Well the concept behind applying force in the tangential direction is to increase its tangential velocity.
Previously- before the force was applied- the satelite was in a state of equilibrium where
the centrifugal force, (mv^2)/r = gravitational force. (GMm)/r^2
and r is the distance of the satelitle from the center of the earth.
But when the velocity of the satelite is changed- in case the tangential force is applied- the equilibrium is disturbed, in order to maintain the equilibrium the hieght of the satelitle will also change.

Last edited: Jan 7, 2006
3. Jan 7, 2006

### G01

OK i see what your saying. For the second part its not that a radial force would do absolutely no work on the satalite its just that a tangential force would be much more useful and do more work? I think what I'm asking here is wouldn't a perpendicular force also change the satalites velocity, disturbing equilibrium and thus making the satalite's height change?

4. Jan 7, 2006

### .:JimmY:.

Yes, Instead of going against the gravitational pull- while applying force in perpendicular direction of the motion- it is much easier to do.
Sure it will.
the equation yields
(v^2) = GM/r .... r= R+H (R = radius, H = Hieght above the surface)
G is a constant asn so is M- in case mass of a planet.
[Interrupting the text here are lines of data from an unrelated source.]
Issue #1299, opened 2025-11-18
pg_hba for replication peer_ip too open


hloeung:
Hi,

Splitting this out from https://github.com/canonical/postgresql-operator/pull/1272, the generated netmask/cidr for replication peer_ip is too open at `/0`:

```
    {%- for peer_ip in peers_ips %}
    - {{ 'hostssl' if enable_tls else 'host' }}     replication    replication    {{ peer_ip }}/0    md5
    {% endfor %}
```

A `/0` allows all and I think should be `/32` though could probably get away with using `/24`. Thankfully it is authenticated with `md5` and in our Canonical IS deployed environments have additional layers of security with firewalling as well as OpenStack security groups.

PR #1317, opened 2025-11-26
Fix CIDR mask for replication peer_ip - #1299

hloeung:
## Issue

The `replication` users' `peer_ip` CIDR mask is too open. A `/0` usually means `ALL`.

See https://github.com/canonical/postgresql-operator/issues/1299

## Solution

Reduce CIDR mask to a single IP, with `/32` which is safest. If not, we can go with something a little more relaxed such as a `/24`.

## Checklist

### DIFF
--- a/templates/patroni.yml.j2
+++ b/templates/patroni.yml.j2
@@ -180,7 +180,7 @@ postgresql:
     - {{ 'hostssl' if enable_tls else 'host' }} replication replication {{ endpoint }}/32 md5
     {%- endfor %}
     {%- for peer_ip in peers_ips %}
-    - {{ 'hostssl' if enable_tls else 'host' }}     replication    replication    {{ peer_ip }}/0    md5
+    - {{ 'hostssl' if enable_tls else 'host' }}     replication    replication    {{ peer_ip }}/32    md5
     {% endfor %}
   pg_ident:
   - operator snap_daemon backup


hloeung:
Thanks, much appreciated. This isn't so urgent and more of an improvement - from IS's side, we have multiple layers of security already - password authentication which the charm by default uses, OpenStack security group firewalling as well as NGFW / dedicated firewalling in front of the databases we manage.

taurus-forever (commented):
The changes itself looks OK and logical, but it looks they brake TLS test at least ([here](https://github.com/canonical/postgresql-operator/actions/runs/19717189903/job/56626163550#step:6:1919)):
```
Exception: Expected command 'grep 'connection authorized: user=rewind database=postgres SSL enabled' /var/snap/charmed-postgresql/common/var/log/postgresql/postgresql-*.log' to succeed instead it failed: 1
```

So, it looks like PostgreSQL was not able to connect and rewind SQL transactions from peer. It requires careful re-checking before merging.


The self-healing test is also [unhappy](https://github.com/canonical/postgresql-operator/actions/runs/19717189903/job/56626163551#step:6:2048) after the full cluster restart (rewind in place?):
```
AssertionError: secondary not up to date with the cluster after restarting.
```

---

CC: @hloeung 

I believe the main trouble-maker here is a [cluster<->cluster async replication](https://canonical-charmed-postgresql.readthedocs-hosted.com/14/how-to/cross-regional-async-replication/) functionality, where IPs can be anything for different cluster. Sure `/0` security can be improved, but it looks like it is not as simple as `/32` nor `/24`.

taurus-forever:
@marceloneppel should this be abandoned due to the "proper" fix in https://github.com/canonical/postgresql-operator/pull/1506 ?

marceloneppel:
> @marceloneppel should this be abandoned due to the "proper" fix in #1506 ?

Yes. I'm closing this now.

Change in "v" or "r" even in "M"- if somehow- will affect each other.

Last edited: Jan 8, 2006
5. Jan 7, 2006

### G01

I think it was the way my textbook explained the issue that caused the problem. Thanks.

6. Jan 8, 2006

### Janus

Staff Emeritus
There are two reasons changing an orbit by applying a force along the radial is not perferable.
The first is that it is less efficient.
For example if you want to reach escape velocity from an orbital velocity you need to increase the magnitude of your velocity by a factor of $\sqrt{2}$.
If you apply this velocity change in the direction of motion you only have to add about 41% of your present velocity to your present velocity.
Now what if you add your velocity along the radial? The additional velocity is added at an right angle to the orbital velocity so the magnitude of you final velocity will be gotten by $V_f = \sqrt{V_o^2+V_r^2}$. It turns out that you would have make an velocity change equal to your 100% of orbital speed to get the desired 41% increase in the final velocity you need.
Thus it is more efficient to apply the velocity change along the line of motion.
The same is true if you just want to change an orbit.
The total energy of an orbiting object is given By $E = \frac{mv^2}{2}-\frac{GMm}{R}$ where R is the current radial distance of the object.
it can also be given by $E = -\frac{GMm}{2A}$, where A is the semimajor axis of the orbit (average radial distance for an elliptical orbit). For a circular orbit R always equals A, for an elliptical orbit R doesn't. Since the total energy of the orbit never changes we can say that for any orbit.
$$-\frac{GMm}{2A}=\frac{mv^2}{2}-\frac{GMm}{R}$$
or
$$\frac{GMm}{2A}=\frac{GMm}{R}-\frac{mv^2}{2}$$
note that as we increase v, the right side of the equation decreases, and the A on the left must increase to keep the sides balanced.
The upshot is that an that the average radial distance increases with an increase with the magnitude of the velocity.
But, as before, you get the most increase in velocity magnitude when you apply this velocity along the direction of movement.
Also, when you apply the velocity change along the radial you make ither orbital changes that might not be desirable.
If you apply a velocity increase to a circular orbit along the line of motion you create an new elliptical orbit with a perigee equal to the present orbital height and a new higher apogee.
If you apply the velocity change along the radial, you increase the apogee, but at the same time create a new lower perigee. The new orbit will swing in closer to the planet than the orginal orbit. If you are in low Earth orbit to start with, you are about as close as you want to get already; any lower and you'll start to dip into the atmosphere.

7. Jan 10, 2006

### rcgldr

If the force is only applied perpendicular to motion, then you only change the shape of the orbit, and there's no increase in energy. You need some component of force in the direction of motion to change the energy (sum of potential and kinetic energy).